### Saved entries
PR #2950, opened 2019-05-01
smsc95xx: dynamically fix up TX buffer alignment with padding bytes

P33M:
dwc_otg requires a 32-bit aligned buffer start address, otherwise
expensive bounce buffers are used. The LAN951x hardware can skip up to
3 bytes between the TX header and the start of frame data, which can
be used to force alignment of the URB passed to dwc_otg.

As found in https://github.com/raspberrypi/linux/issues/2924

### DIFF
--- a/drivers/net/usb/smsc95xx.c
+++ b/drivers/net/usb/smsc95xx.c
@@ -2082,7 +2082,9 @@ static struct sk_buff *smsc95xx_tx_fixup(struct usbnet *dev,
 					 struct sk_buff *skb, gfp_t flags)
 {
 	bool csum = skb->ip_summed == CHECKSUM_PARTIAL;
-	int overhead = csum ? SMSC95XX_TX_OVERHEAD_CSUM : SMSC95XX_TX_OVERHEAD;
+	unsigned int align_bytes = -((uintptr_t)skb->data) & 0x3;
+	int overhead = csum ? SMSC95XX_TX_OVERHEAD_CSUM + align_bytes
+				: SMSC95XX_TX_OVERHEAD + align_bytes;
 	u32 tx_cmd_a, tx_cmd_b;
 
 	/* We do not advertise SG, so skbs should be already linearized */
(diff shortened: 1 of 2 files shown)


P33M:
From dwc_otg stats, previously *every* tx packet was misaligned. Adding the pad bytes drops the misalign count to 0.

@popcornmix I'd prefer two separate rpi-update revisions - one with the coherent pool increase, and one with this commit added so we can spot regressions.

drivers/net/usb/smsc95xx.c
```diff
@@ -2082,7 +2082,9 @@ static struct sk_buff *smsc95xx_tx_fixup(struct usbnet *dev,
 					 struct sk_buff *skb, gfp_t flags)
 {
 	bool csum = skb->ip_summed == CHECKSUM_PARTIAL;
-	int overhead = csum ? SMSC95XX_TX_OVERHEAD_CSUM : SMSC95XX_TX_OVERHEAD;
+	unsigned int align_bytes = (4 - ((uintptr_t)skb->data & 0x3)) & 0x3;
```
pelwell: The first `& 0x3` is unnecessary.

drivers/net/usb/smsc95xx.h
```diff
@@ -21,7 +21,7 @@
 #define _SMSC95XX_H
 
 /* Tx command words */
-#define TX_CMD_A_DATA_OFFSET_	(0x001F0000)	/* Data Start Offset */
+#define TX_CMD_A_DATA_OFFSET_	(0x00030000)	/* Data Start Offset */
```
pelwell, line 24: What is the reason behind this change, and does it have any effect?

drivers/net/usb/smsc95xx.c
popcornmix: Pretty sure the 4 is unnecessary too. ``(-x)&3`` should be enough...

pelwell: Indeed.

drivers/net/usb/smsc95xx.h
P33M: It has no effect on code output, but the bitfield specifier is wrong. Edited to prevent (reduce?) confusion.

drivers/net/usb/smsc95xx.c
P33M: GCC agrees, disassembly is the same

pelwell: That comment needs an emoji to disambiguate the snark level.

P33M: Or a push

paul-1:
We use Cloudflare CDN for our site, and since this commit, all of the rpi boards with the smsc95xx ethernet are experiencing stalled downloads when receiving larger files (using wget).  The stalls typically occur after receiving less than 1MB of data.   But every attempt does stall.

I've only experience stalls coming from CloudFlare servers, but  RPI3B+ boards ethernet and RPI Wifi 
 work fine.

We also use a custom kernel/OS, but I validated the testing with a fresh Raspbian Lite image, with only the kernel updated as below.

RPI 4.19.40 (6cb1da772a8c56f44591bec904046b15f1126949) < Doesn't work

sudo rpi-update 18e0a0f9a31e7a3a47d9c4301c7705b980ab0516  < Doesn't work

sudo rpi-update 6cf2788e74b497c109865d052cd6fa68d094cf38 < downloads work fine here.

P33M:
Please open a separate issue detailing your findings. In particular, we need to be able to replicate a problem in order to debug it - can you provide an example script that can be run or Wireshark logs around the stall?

### Problem requirements
Copy exactly the lines that run from the first line of the data to the line containing "pelwell: Indeed.", please, with both ends included and nothing else.

### Solution to this exercise
PR #2950, opened 2019-05-01
smsc95xx: dynamically fix up TX buffer alignment with padding bytes

P33M:
dwc_otg requires a 32-bit aligned buffer start address, otherwise
expensive bounce buffers are used. The LAN951x hardware can skip up to
3 bytes between the TX header and the start of frame data, which can
be used to force alignment of the URB passed to dwc_otg.

As found in https://github.com/raspberrypi/linux/issues/2924

### DIFF
--- a/drivers/net/usb/smsc95xx.c
+++ b/drivers/net/usb/smsc95xx.c
@@ -2082,7 +2082,9 @@ static struct sk_buff *smsc95xx_tx_fixup(struct usbnet *dev,
 					 struct sk_buff *skb, gfp_t flags)
 {
 	bool csum = skb->ip_summed == CHECKSUM_PARTIAL;
-	int overhead = csum ? SMSC95XX_TX_OVERHEAD_CSUM : SMSC95XX_TX_OVERHEAD;
+	unsigned int align_bytes = -((uintptr_t)skb->data) & 0x3;
+	int overhead = csum ? SMSC95XX_TX_OVERHEAD_CSUM + align_bytes
+				: SMSC95XX_TX_OVERHEAD + align_bytes;
 	u32 tx_cmd_a, tx_cmd_b;
 
 	/* We do not advertise SG, so skbs should be already linearized */
(diff shortened: 1 of 2 files shown)


P33M:
From dwc_otg stats, previously *every* tx packet was misaligned. Adding the pad bytes drops the misalign count to 0.

@popcornmix I'd prefer two separate rpi-update revisions - one with the coherent pool increase, and one with this commit added so we can spot regressions.

drivers/net/usb/smsc95xx.c
```diff
@@ -2082,7 +2082,9 @@ static struct sk_buff *smsc95xx_tx_fixup(struct usbnet *dev,
 					 struct sk_buff *skb, gfp_t flags)
 {
 	bool csum = skb->ip_summed == CHECKSUM_PARTIAL;
-	int overhead = csum ? SMSC95XX_TX_OVERHEAD_CSUM : SMSC95XX_TX_OVERHEAD;
+	unsigned int align_bytes = (4 - ((uintptr_t)skb->data & 0x3)) & 0x3;
```
pelwell: The first `& 0x3` is unnecessary.

drivers/net/usb/smsc95xx.h
```diff
@@ -21,7 +21,7 @@
 #define _SMSC95XX_H
 
 /* Tx command words */
-#define TX_CMD_A_DATA_OFFSET_	(0x001F0000)	/* Data Start Offset */
+#define TX_CMD_A_DATA_OFFSET_	(0x00030000)	/* Data Start Offset */
```
pelwell, line 24: What is the reason behind this change, and does it have any effect?

drivers/net/usb/smsc95xx.c
popcornmix: Pretty sure the 4 is unnecessary too. ``(-x)&3`` should be enough...

pelwell: Indeed.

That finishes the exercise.